Lines in the entries below where the word "opened" shows up should each be copied.

(Dataset entries)
========

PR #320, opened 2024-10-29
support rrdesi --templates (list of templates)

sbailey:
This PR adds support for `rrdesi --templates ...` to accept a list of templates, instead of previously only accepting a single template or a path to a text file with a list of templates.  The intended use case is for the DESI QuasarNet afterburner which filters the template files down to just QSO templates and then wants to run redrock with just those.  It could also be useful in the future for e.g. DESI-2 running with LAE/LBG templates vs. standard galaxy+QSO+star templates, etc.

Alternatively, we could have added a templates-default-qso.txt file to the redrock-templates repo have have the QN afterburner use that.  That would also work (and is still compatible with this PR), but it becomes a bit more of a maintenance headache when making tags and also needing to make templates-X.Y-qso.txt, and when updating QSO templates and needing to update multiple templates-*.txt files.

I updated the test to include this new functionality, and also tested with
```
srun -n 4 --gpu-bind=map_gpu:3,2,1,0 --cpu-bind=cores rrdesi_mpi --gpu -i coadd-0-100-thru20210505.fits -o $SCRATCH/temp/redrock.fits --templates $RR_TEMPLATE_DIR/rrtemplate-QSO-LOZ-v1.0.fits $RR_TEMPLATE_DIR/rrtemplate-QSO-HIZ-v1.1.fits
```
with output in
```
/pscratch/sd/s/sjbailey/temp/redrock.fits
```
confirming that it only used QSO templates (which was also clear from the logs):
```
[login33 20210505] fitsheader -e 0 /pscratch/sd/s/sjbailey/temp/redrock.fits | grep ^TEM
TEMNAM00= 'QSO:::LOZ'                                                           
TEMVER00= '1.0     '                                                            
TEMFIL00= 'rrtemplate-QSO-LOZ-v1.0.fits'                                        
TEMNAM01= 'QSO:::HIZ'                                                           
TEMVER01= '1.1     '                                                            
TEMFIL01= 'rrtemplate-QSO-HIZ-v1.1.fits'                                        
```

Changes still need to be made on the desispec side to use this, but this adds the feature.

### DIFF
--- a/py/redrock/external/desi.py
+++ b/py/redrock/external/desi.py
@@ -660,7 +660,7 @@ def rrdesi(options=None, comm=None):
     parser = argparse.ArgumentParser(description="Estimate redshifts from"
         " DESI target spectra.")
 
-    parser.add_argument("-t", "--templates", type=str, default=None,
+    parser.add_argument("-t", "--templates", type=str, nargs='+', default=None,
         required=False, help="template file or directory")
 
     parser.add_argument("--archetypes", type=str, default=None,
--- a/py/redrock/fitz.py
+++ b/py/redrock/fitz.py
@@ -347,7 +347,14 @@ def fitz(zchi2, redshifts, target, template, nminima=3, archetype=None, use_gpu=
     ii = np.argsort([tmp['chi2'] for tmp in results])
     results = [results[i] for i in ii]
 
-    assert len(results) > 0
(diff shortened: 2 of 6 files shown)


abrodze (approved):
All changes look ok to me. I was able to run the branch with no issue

========

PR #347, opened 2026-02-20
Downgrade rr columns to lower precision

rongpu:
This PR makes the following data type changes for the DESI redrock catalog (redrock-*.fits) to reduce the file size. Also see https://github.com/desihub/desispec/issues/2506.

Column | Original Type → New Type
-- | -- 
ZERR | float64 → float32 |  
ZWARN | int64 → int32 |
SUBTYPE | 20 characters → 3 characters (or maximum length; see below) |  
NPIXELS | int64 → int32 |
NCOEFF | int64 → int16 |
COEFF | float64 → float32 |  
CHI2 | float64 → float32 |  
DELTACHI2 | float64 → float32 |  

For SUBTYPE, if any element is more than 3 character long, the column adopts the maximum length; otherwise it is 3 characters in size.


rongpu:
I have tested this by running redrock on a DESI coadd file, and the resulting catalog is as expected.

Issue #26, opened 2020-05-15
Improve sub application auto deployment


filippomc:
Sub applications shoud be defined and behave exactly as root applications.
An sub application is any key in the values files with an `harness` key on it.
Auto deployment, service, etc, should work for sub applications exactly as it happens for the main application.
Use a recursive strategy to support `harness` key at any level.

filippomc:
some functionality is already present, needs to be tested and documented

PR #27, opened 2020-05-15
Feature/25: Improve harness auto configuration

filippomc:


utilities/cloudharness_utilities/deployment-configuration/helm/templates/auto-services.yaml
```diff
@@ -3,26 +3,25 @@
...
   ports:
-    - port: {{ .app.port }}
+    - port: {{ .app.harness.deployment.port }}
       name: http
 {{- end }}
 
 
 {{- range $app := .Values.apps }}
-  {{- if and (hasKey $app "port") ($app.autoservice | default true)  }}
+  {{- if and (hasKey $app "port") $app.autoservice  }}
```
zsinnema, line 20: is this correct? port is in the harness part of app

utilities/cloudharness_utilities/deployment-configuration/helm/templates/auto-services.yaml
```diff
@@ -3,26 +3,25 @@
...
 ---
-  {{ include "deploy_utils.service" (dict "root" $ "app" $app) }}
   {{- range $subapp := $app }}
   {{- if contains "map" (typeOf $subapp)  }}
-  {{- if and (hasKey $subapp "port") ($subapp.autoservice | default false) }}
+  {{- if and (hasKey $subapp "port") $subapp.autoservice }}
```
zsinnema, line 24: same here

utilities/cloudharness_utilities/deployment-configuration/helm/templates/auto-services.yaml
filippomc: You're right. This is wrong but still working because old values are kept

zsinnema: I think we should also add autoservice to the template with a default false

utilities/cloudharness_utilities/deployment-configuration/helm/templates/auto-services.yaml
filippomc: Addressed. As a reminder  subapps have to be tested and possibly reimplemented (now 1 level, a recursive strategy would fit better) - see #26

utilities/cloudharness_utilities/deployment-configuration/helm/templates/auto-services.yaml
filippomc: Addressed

========

> [Response]
PR #320, opened 2024-10-29
PR #347, opened 2026-02-20
Issue #26, opened 2020-05-15
PR #27, opened 2020-05-15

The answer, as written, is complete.